▶ ABOUT THIS TASK
Lines from the first one down to the one containing "## New files (36 changed, +2577 lines)" in the data below are the only ones needed; please return them exactly, both ends included.

### INFORMATION PROVIDED

PR #39, opened 2026-03-17
feat: unilateral exit support

Kukks:
## Summary

- **Virtual Tx Storage**: Per-tx normalized storage model for VTXO exit data. Sibling VTXOs sharing internal tree nodes deduplicate automatically. Supports Lite (txids only) and Full (txids + hex) modes.
- **Unilateral Exit Service**: Full exit state machine — broadcasts chain of virtual txs root-to-leaf via 1p1c package relay, waits CSV timelock, then claims funds on-chain using the UnilateralPath tapscript.
- **Exit Watchtower**: Monitors blockchain for partial tree broadcasts and alerts when auto-exit is needed to protect funds from previous owners in the chain.
- **P2A CPFP Builder**: Builds v3 CPFP child transactions spending P2A anchor outputs (both BIP 431 standard and Ark protocol marker).
- **IOnchainBroadcaster**: Interface with NBXplorer (Bitcoin Core RPC) and Esplora (REST API) implementations for tx broadcast, package relay, status queries, and fee estimation.
- **Event Integration**: Auto-fetches exit data on VTXO receive, auto-prunes on VTXO spend.

## New files (36 changed, +2577 lines)

**Abstractions**: `IOnchainBroadcaster`, `IVirtualTxStorage`, `IExitSessionStorage`, `ExitSession`, `VirtualTx`, `VtxoBranch`  
**Core Services**: `VirtualTxService`, `UnilateralExitService`, `ExitWatchtowerService`, `P2ACpfpBuilder`  
**Transport**: `GetVtxoChainAsync`, `GetVirtualTxsAsync`, `GetVtxoTreeAsync` (gRPC + REST)  
**Storage**: `VirtualTxEntity`, `VtxoBranchEntity`, `ExitSessionEntity` (EF Core)  
**Tests**: 12 new unit tests for VirtualTxService and P2ACpfpBuilder

## Test plan

- [x] All 255 unit tests pass (`dotnet test NArk.Tests`)
- [x] `dotnet build NArk.Core` — 0 errors
- [x] `dotnet build NArk.Storage.EfCore` — 0 errors
- [ ] E2E tests with nigiri (future PR)
- [ ] Integration test with arkd v0.9 (future PR)


Kukks:
@arkanaai  what happens if we dont have enough onchain funds to complete unilateral exit? Is the unilateral exit system aware that only confirmed utxos can be used in a package? and that it has essential step and wait with every broadcast?

ghost (changes requested):
## 🔍 Arkana Review — New Commits `ae5354d0..9038a8da` (E2E tests)

Four commits adding E2E coverage for the unilateral exit pipeline. **Tests themselves are well-structured** — good state-machine assertions, proper timeout handling via `[CancelAfter]`, idempotency check, CSV delay maturation check. The iterative debugging across commits (`c7d9e99a → 6e20c8f4 → 9038a8da`) is transparent and the final state works.

**However, the test iteration uncovered a production bug that needs to be fixed in this PR or tracked explicitly.**

---

### 🔴 Production Bug: `PostBatchVtxoPollingHandler` misses VTXOs on inactive contracts

**File:** `NArk.Core/Events/PostBatchVtxoPollingHandler.cs:50`

```csharp
var contracts = await contractStorage.GetContracts(
    walletIds: [walletId],
    isActive: true,   // ← filters out inactive contracts
    cancellationToken: cancellationToken);
```

Commit `9038a8da`'s own message documents the problem clearly:

> *"SimpleIntentScheduler derives the SendToSelf output contract as Inactive [...] so the SDK's PostBatchVtxoPollingHandler — which filters isActive=true — was skipping the script the new VTXO actually lands on."*

The test works around this by replacing the handler entirely with an `InlineEventHandler` that polls ALL contracts. But the **production code still has this bug** — any user of the SDK using the standard DI registration (`AddArkServices`) will hit the same issue: after a batch, the new offchain VTXO won't be detected by the post-batch handler, and the user's balance won't update until the next routine poll cycle (or never, if the contract stays inactive).

This is not just a cosmetic issue — if the VTXO isn't detected, it can't be spent or exited, and could be silently lost to a round expiry.

**Fix:** Either:
- (a) Remove the `isActive: true` filter in `PostBatchVtxoPollingHandler` (poll all wallet contracts), or
- (b) Have `SimpleIntentScheduler` derive the SendToSelf contract as Active, or  
- (c) Pass both active and newly-derived contract scripts from the batch event itself

### 🟡 Tests bypass the production handler — production path untested

Because the inline handler replaces `PostBatchVtxoPollingHandler`, the actual production code path (`PostBatchVtxoPollingHandler.HandleAsync`) is never exercised in E2E. Once the above bug is fixed, the E2E should use the real handler to validate the fix.

### 🟡 Kukks' open questions not addressed in code

The maintainer raised two protocol-level concerns in the PR comments:

1. **0-value P2A direct broadcast rejection**: On non-regtest networks, `feeWallet: null` (the default) means every exit silently retries to death. This is documented in my earlier review and your response, but no code change was made (e.g., throwing at registration, logging a startup warning, or defaulting `IFeeWallet` to required).

2. **Confirmed UTXO enforcement**: `IFeeWallet.SelectFeeUtxoAsync` documents "confirmed" but doesn't enforce it. An implementor returning an unconfirmed UTXO will cause `submitpackage` to fail at the node.

These should either be addressed in code or explicitly tracked as follow-up issues with links.

### ✅ What's good

- **Test structure**: `SettleAVtxoAsync` helper is clean — boards, settles, wires exit deps, returns a disposable. Good pattern for other E2E suites to follow.
- **State machine coverage**: Broadcasting → AwaitingCsvDelay transition, CSV delay enforcement (no premature advance), idempotent start — these are the right tests to write.
- **Timeout discipline**: `[CancelAfter(180_000)]` / `[CancelAfter(240_000)]` with `CancellationToken` threading through all async calls. Proper.
- **Event-driven VTXO detection**: Using `VtxosChanged` event + TCS instead of polling is the right approach. The triple-TCS synchronization (`newSuccessBatch` → `batchPolledTcs` → `settledVtxoTcs`) correctly sequences the async pipeline.
- **Diagnostic output**: `TestContext.WriteLine` with state/retry/fail info on each step — will make CI failures debuggable.

### Minor

- **`UnilateralExitTests.cs:327`**: The `500ms` delay comment says "enough on regtest" — consider making this configurable or using the same `BatchSuccessPollingDelay` option that the production handler uses, so the test mirrors prod behavior.
- **`ExitTestSetup` doesn't dispose the `ServiceProvider`** — minor leak in test context, but `sp` (the built `ServiceProvider`) is never disposed. The `IAsyncDisposable[]` only covers the background services.

---

**Verdict:** Request changes — the `isActive: true` filter bug in `PostBatchVtxoPollingHandler` is a real production issue exposed by the test iteration. Fix it (or explicitly track it) before merge. The E2E tests are otherwise solid work.

*— Arkana 🔍*

ghost (approved):
## 🔍 Arkana Review — New Commits `9038a8da..0ee7084e`

Eight commits: PSBT parsing fix, whole-chain-with-types storage, opt-in auto-fetch refactor, commitment-row skip in broadcasting, E2E test hardening. **All previous findings addressed. Approving with minor notes below.**

---

### ✅ PSBT Parsing Fix — Correct (`5b916fec`, `5f1d1c0d`)

`ParseVirtualTx` now parses as PSBT and lifts `FinalScriptWitness`/`FinalScriptSig` directly — the right approach given arkd's encoding. The null-guard on each PSBT input field is correct defensive coding.

### ✅ Whole-Chain Storage with `ChainedTxType` — Clean (`2dad1633`)

Storing the full chain including the commitment anchor is the right call — consumers can walk back to the on-chain root without re-querying the indexer. The type enum in `NArk.Abstractions` (not `Transport.Models`) is correctly placed for cross-layer access.

### ✅ Commitment Skip in Broadcasting (`06cad189`)

Both `StartExitAsync` (hex-null check) and `ProgressBroadcastingAsync` (loop skip) correctly handle commitment rows. The `Unspecified` type falls through to the strict path (treated as needing hex) — fail-loud is the right default for a protocol-critical flow.

### ✅ `VtxoChainAutoFetchService` — Well-Designed (`2dad1633`)

The move from event-handler-with-retry-loop to `Channel<T>`-backed background service is a significant improvement. `SingleReader = true` is correct for the sequential processing pattern. `UnboundedChannel` is acceptable here — VTXO arrival rate is naturally bounded by batch frequency.

---

### 🟡 Minor: `EnsureHexPopulatedAsync` Omits `Type` in Update Records

**`VirtualTxService.cs` ~line 145:**
```csharp
updates.Add(new VirtualTx(txids[i], hexList[i], missingHex[i].ExpiresAt));
```

This defaults `Type` to `Unspecified`. The upsert logic in `EfCoreVirtualTxStorage` guards against overwriting with `Unspecified`, so this **won't clobber** existing types today. But it's fragile — if the upsert guard is ever changed, this silently resets types. Should be:
```csharp
updates.Add(new VirtualTx(txids[i], hexList[i], missingHex[i].ExpiresAt, missingHex[i].Type));
```

### 🟡 Missing EF Core Migration for `Type` Column

`VirtualTxEntity` gained a `Type` property with `HasConversion<int>()` and `HasDefaultValue(ChainedTxType.Unspecified)`. No migration was added. Consumers using relational DBs will hit a runtime column-not-found error until they generate one. At minimum, document this as a required migration step in the PR description, or ship the migration.

### 🟡 Broadcasting Blockers Are Tracked?

The `[Ignore]` annotations on two E2E tests document two distinct arkd-side issues:
1. Tree-tx PSBTs from `GetVirtualTxs` lack `FinalScriptWitness` → empty witnesses → mempool rejection
2. First tree-tx is v3 (TRUC) but parent is non-v3 → `TRUC-violation`

These block the entire broadcasting path on non-regtest. Are these tracked as arkd issues? Without a fix on the server side, unilateral exit is inoperable end-to-end.

---

### Summary

The new commits are solid. The PSBT parsing fix is a real correctness improvement, whole-chain storage is the right architecture, and the opt-in auto-fetch is cleaner than the old event handler. The two minor code items (Type propagation, missing migration) are low-risk. The broadcasting blockers are server-side and correctly deferred.

**Approve** — pending human sign-off on the protocol-critical exit path (this is an L2 unilateral exit pipeline).

*— Arkana 🔍*

ghost (changes requested):
## 🔍 Arkana Review — New Commit `0ee7084e..2494bd6f`
*— Arkana 🔍*

### 🚨 CRITICAL: Wrong `WitScript` constructor — malformed witness (protocol-critical)

**`NArk.Core/Services/UnilateralExitService.cs:656`**

```csharp
tx.Inputs[i].WitScript = new WitScript(sig.ToBytes());
```

This uses the `WitScript(byte[])` constructor which interprets the bytes as **serialized witness data** (varint count + length-prefixed stack items), NOT as a single witness stack push.

Every other taproot key-path spend in the codebase correctly uses:
```csharp
new WitScript(new[] { sig.ToBytes() }, true)
```

Evidence:
- `P2ACpfpBuilder.cs:94` — `new WitScript(new[] { sig.ToBytes() }, true)`
- `ChainSwapMusigSession.cs:104,212` — `new WitScript(new[] { finalSig.ToBytes() }, true)`
- `UnilateralExitService.cs:493-495` (claim tx, same file!) — `new WitScript([sig.ToBytes(), ...], true)`

**Fix:**
```csharp
tx.Inputs[i].WitScript = new WitScript(new[] { sig.ToBytes() }, true);
```

Without this fix, the tree-tx witness will be malformed and Bitcoin Core will reject the broadcast with a script verification failure. **This is the exit path for user funds** — if it doesn't work, users cannot unilaterally exit.

---

### ⚠️ Tests un-ignored but TRUC-violation still unresolved

The XML doc on `ProgressExits_AdvancesFromBroadcastingToAwaitingCsvDelay` (line 145-148) still documents a known TRUC-violation issue:

> The first tree-tx is v3 (TRUC) but its parent is non-v3, tripping `TRUC-violation`.

The `[Ignore]` attribute was removed, but this commit only fixes the witness assembly — it does NOT address the v3/TRUC relay policy issue. Either:
1. The TRUC issue was already fixed elsewhere (if so, remove the stale XML doc), or
2. These tests will still fail on Bitcoin Core 28+ nodes with TRUC enforcement, in which case keep `[Ignore]` until the tree-tx version or commitment-tx version is resolved upstream.

Which is it? The test remarks are now contradictory with the test being enabled.

---

### Summary

The witness fix approach is correct in spirit (lifting `TaprootKeySignature` for Tree txs matches the ts-sdk reference at `unroll.ts:183-189`), but the wrong constructor makes it produce garbage on the wire. One-line fix, then this is good.

**Reviewed by: Arkana (PR Reviewer Agent)**

ghost (changes requested):
## 🔍 Arkana Review — New Commit `0ee7084e..2494bd6f`
*— Arkana 🔍*

### 🚨 CRITICAL: Wrong `WitScript` constructor — malformed witness (protocol-critical)

**`NArk.Core/Services/UnilateralExitService.cs:656`**

```csharp
tx.Inputs[i].WitScript = new WitScript(sig.ToBytes());
```

This uses the `WitScript(byte[])` constructor which interprets the bytes as **serialized witness data** (varint count + length-prefixed stack items), NOT as a single witness stack push.

Every other taproot key-path spend in the codebase correctly uses:
```csharp
new WitScript(new[] { sig.ToBytes() }, true)
```

Evidence:
- `P2ACpfpBuilder.cs:94` — `new WitScript(new[] { sig.ToBytes() }, true)`
- `ChainSwapMusigSession.cs:104,212` — `new WitScript(new[] { finalSig.ToBytes() }, true)`
- `UnilateralExitService.cs:493-495` (claim tx, same file!) — `new WitScript([sig.ToBytes(), ...], true)`

**Fix:**
```csharp
tx.Inputs[i].WitScript = new WitScript(new[] { sig.ToBytes() }, true);
```

Without this fix, the tree-tx witness will be malformed and Bitcoin Core will reject the broadcast with a script verification failure. **This is the exit path for user funds** — if it doesn't work, users cannot unilaterally exit.

---

### ⚠️ Tests un-ignored but TRUC-violation still unresolved

The XML doc on `ProgressExits_AdvancesFromBroadcastingToAwaitingCsvDelay` (line 145-148) still documents a known TRUC-violation issue:

> The first tree-tx is v3 (TRUC) but its parent is non-v3, tripping `TRUC-violation`.

The `[Ignore]` attribute was removed, but this commit only fixes the witness assembly — it does NOT address the v3/TRUC relay policy issue. Either:
1. The TRUC issue was already fixed elsewhere (if so, remove the stale XML doc), or
2. These tests will still fail on Bitcoin Core 28+ nodes with TRUC enforcement, in which case keep `[Ignore]` until the tree-tx version or commitment-tx version is resolved upstream.

Which is it? The test remarks are now contradictory with the test being enabled.

---

### Summary

The witness fix approach is correct in spirit (lifting `TaprootKeySignature` for Tree txs matches the ts-sdk reference at `unroll.ts:183-189`), but the wrong constructor makes it produce garbage on the wire. One-line fix, then this is good.

**Reviewed by: Arkana (PR Reviewer Agent)**

ghost (approved):
## 🔍 Arkana Review — New Commits `b6dda81f..32cc19e6`
*— Arkana 🔍*

Reviewed 3 non-merge commits since last review:

### ✅ `eda81d2e` — fix(test): decode UnilateralExit Sequence properly in CSV-delay test

Correct fix. BIP68 time-based sequences (bit 22 set) produce raw `.Value` in the millions — mining that many regtest blocks was wrecking bitcoind/LND/Boltz for the rest of the suite. Now gates on `LockType`: height-based mines `LockHeight+2`, time-based early-returns after validating the don't-advance-early assertion. Pragmatic; the time-based CSV maturation via `setmocktime`+MTP is correctly deferred as separate work.

### ✅ `70a4f6cc` — fix(exit): make EF entity registration opt-in + default to Lite mode

Two good changes:

1. **Opt-in `ConfigureArkExitEntities()`** — follows the existing `ConfigureArkPaymentEntities` pattern exactly. Consumers who never call `AddUnilateralExit` no longer get three unwanted migration tables. Clean.

2. **Default `VirtualTxMode.Lite`** — correct default. Full mode does 2 arkd round-trips per VTXO arrival and most VTXOs never exit unilaterally. Lite defers hex fetch to `StartExitAsync`. Docs clearly explain the trade-off and the opt-in path for offline-exit requirements.

**Minor note (non-blocking):** All three `Configure*` methods instantiate independent `ArkStorageOptions`. If a consumer passes `configure: o => o.Schema = "foo"` to `ConfigureArkEntities` but forgets to pass it to `ConfigureArkExitEntities`, exit tables land in the default schema while core tables are in `"foo"`. This is a pre-existing pattern from `ConfigureArkPaymentEntities` (not a regression), but worth a doc note or a future refactor to a shared options builder.

### ✅ `32cc19e6` — fix(tests): TestDbContext opts in to exit entities

Trivially correct — mirrors the sample wallet's `WalletDbContext` change from the prior commit.

### Verdict

All three commits are clean. No protocol-critical concerns. No security issues. No cross-repo breakage (the `ConfigureArkExitEntities` is additive and opt-in). LGTM.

######

▶ WRITTEN ANSWER
PR #39, opened 2026-03-17
feat: unilateral exit support

Kukks:
## Summary

- **Virtual Tx Storage**: Per-tx normalized storage model for VTXO exit data. Sibling VTXOs sharing internal tree nodes deduplicate automatically. Supports Lite (txids only) and Full (txids + hex) modes.
- **Unilateral Exit Service**: Full exit state machine — broadcasts chain of virtual txs root-to-leaf via 1p1c package relay, waits CSV timelock, then claims funds on-chain using the UnilateralPath tapscript.
- **Exit Watchtower**: Monitors blockchain for partial tree broadcasts and alerts when auto-exit is needed to protect funds from previous owners in the chain.
- **P2A CPFP Builder**: Builds v3 CPFP child transactions spending P2A anchor outputs (both BIP 431 standard and Ark protocol marker).
- **IOnchainBroadcaster**: Interface with NBXplorer (Bitcoin Core RPC) and Esplora (REST API) implementations for tx broadcast, package relay, status queries, and fee estimation.
- **Event Integration**: Auto-fetches exit data on VTXO receive, auto-prunes on VTXO spend.

## New files (36 changed, +2577 lines)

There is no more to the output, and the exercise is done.